The Magistrate was fully justified in rejecting the Final Report submitted by the Economic Offences Wing, State CID (Crime) and to order a fresh investigation into the allegations made on behalf of the Bank. The High Court, therefore, did not commit any error in upholding the views expressed by the Trial Court. Section 181(4) Cr.P.C. deals with the Court's powers to inquire or try an offence of criminal misappropriation or of a criminal breach of trust if the same has been committed or any part of the property, which is the subject of the offence, is received or retained within the local jurisdiction of the said Court.

The powers vested in the Investigating Authorities under Sections 156(1) Cr.P.C., did not restrict the jurisdiction of the Investigating Agency to investigate into a complaint even if it did not have territorial jurisdiction to do so. Unlike as in other cases, it was for the Court to decide whether it had jurisdiction to entertain the complaint as and when the entire facts were placed before it.

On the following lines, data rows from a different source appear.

PR #6826, opened 2024-06-18
bump tww talents + re-enable resource inclusion

emallson:
RAIDBOTS data has been improved so this no longer needs the hacks to determine class from spec.

as a result of this import, i had to disable several additional specs:

- Fury Warrior
- BM Hunter
- Survival Hunter
- MM Hunter
- Holy Priest
- Disc Priest

none of the specs that has been re-enabled for TWW was broken by this change (though I think @trevorm4 added some mana values that might be overwritten?)


src/common/TALENTS/priest.ts
```diff
@@ -2,14 +2,6 @@
...
 
 const talents = {
-  ABOMINATION_LIMB_TALENT: {
-    id: 383269,
-    name: 'Abomination Limb',
-    icon: 'ability_maldraxxus_deathknight',
-    maxRanks: 1,
-    entryIds: [96177],
-    definitionIds: [{ id: 101179, specId: 258 }],
-  },
```
emallson, line 12: if anyone is curious why the priest file is -4,102 lines, its stuff like this from the previous bad raidbots data

ToppleTheNun: HUH

emallson: there was a bunch of duplicated data showing the shadow priest spec id. @ljosberinn knows all about it

ljosberinn: shadow is so meta, even rogue and dk got a new shadow spec (and others)

trevorm4:
I didnt add any mana values because i dont have access to beta so couldnt check mana costs :P so nothing to worry about there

A police officer in charge of a police station can, without the order of a Magistrate, investigate any cognizable offence which a Court having jurisdiction over such police station can inquire into or try under Chapter III of the Code of Criminal Procedure. Sub-section (2) of Section 156 ensures that once an investigation is commenced under Sub-section (1), the same is not interrupted on the ground that the police officer was not empowered under the Section to investigate. It is in the nature of a "savings clause" in respect of investigations undertaken in respect of cognizable offences. In addition to the powers vested in a Magistrate empowered under Section 190 Cr.P.C. to order an investigation under Sub- section (1) of section 202 Cr.P.C., Sub-section (3) of Section 156 also empowers such Magistrate to order an investigation on a complaint filed before him. Sub-section (4) only indicates that an inquiry or trial of an offence of criminal misappropriation or criminal breach of trust can be conducted by a Court within whose jurisdiction the offence had been committed or any part of the property forming the subject matter of the offence is received or retained or was required to be returned or accounted for by the accused person. The said provisions do not account for a stage contemplated on account of an order made under Section 156(3) Cr.P.C.